Sita was pulling clothes out of her closet. “Away.”
“What?” Karen got up, entirely confused, as usual. “What the hell happened?”
“I’m leaving Karen.”
“Where are you going?”
“I don’t know. Around the world, maybe.”
“Why?”
“Because I want my sister to be happy.”
“Huh?” Sita said nothing more, rushing from drawers back to the closet then to the suitcases and then repeating. Karen watched silently. Then, she grabbed a hanger holding an expensive, hand tailored green evening gown. “Take this. It’s a personal favorite of mine.”
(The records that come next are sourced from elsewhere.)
PR #50, opened 2021-05-06
Modify incorrect information in READMD.md

qpakzk:
* Correct the wrong url for Triton Python Client Library

* Correct the wrong path for client.py

### DIFF
--- a/README.md
+++ b/README.md
@@ -76,7 +76,7 @@ $ git clone https://github.com/triton-inference-server/python_backend -b r<xx.yy
 
 7. Run the example client.
 ```
-$ python3 python_backend/examples/add_sub_client.py
+$ python3 python_backend/examples/add_sub/client.py
 ```
 
 ## Building from Source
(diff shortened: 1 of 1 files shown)


Tabrizian:
Thanks for your contribution. However, I think that the user is able to find out how to use the gRPC client by reading the docs so I don't think it is necessary to include both clients for both of the clients for the examples.

I noticed that you found an incorrect documentation link. Can you please only include that change?

README.md
```diff
@@ -342,8 +342,8 @@ small.
 # Examples
 
 For using the Triton Python client in these examples you need to install
-the [Triton Python Client Library](https://github.com/triton-inference-server/server/blob/master/docs/client_libraries.md#getting-the-client-libraries).
-The Python client for each of the examples is in the `client.py` file.
+the [Triton Python Client Library](https://github.com/triton-inference-server/client#getting-the-client-libraries-and-examples).
```
Tabrizian, line 345: Please only include this change in your PR.

Tabrizian (changes requested):

README.md
qpakzk: @Tabrizian I updated my commit.

Tabrizian: Thanks, can you add "The Python client for each of the examples is in the `client.py` file."  back too?

qpakzk: I didn't delete that sentence. You can check it in my commit.
I don't know why that sentence is minus.

Tabrizian (approved):

PR #51, opened 2021-05-06
Fix a concurrency bug when the stub is starting

Tabrizian:


src/python.cc
```diff
@@ -799,6 +799,7 @@ ModelInstanceState::SetupChildProcess()
   }
 
   parent_pid_ = getpid();
+  pthread_mutex_lock(parent_mutex_);
```
deadeyegoodwin, line 802: InstanceFinalize is not called unless InstanceInitialize returns with a non-error code. Will the parent mutex be left in a locked state if initialization fails? Does that matter?

Tabrizian: The parent will not be in the locked state because the wait for the condition variable is timed. It will wait for some default value until the stub notifies the parent process. The problem here was that the parent didn't lock the mutex but child notified the parent and the notification was lost.

src/python.cc
```diff
@@ -1063,7 +1065,7 @@ TRITONBACKEND_Initialize(TRITONBACKEND_Backend* backend)
   triton::common::TritonJson::Value cmdline;
   backend_state->shm_default_byte_size = 64 * 1024 * 1024;  // 64 MBs
   backend_state->shm_growth_byte_size = 64 * 1024 * 1024;   // 64 MBs
-  backend_state->stub_timeout_seconds = 10;
+  backend_state->stub_timeout_seconds = 30;
```
CoderHam, line 1068: If you are changing the default value of stub timeout, you should update the docs as well. However what is the motivation to increase the default timeout if you are anyway increasing it to 120 in the L0_infer test

CoderHam (changes requested):

deadeyegoodwin (approved):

Sita threw it in one of the bags.
“Hurry. We have to make a stop at my house.”
Sita stopped. “Why?”
“I’m coming with you,” Karen stated with a tone that said there was no point in arguing.
Sita nodded. “Help me carry these downstairs.”
That night Sita Perne packed her life into three suitcases and prepared to leave the only place she had ever known to be home. She had never been a whole week away from the house and now she was leaving for an indefinite amount of time without the chance to say good-bye. She scribbled a quick note to her parents and kissed her sleeping little sister on the forehead before walking out of the front doors for the last time. She did not see Kalika again.
The next day Justin called around looking for Karen. He would not find out until the day after that, that she had gone away without telling anyone where she could be reached. He was the one to inform Joey that Sita was missing as well, and he had to watch his friend experience the true affects of a broken and confused heart. No one thought to tell JC.
The afternoon after two mysterious girls had jumped on a plane, as promised, JC went to the bus stop and waited. He did not leave the bench until 5 hours later. Sita never showed up.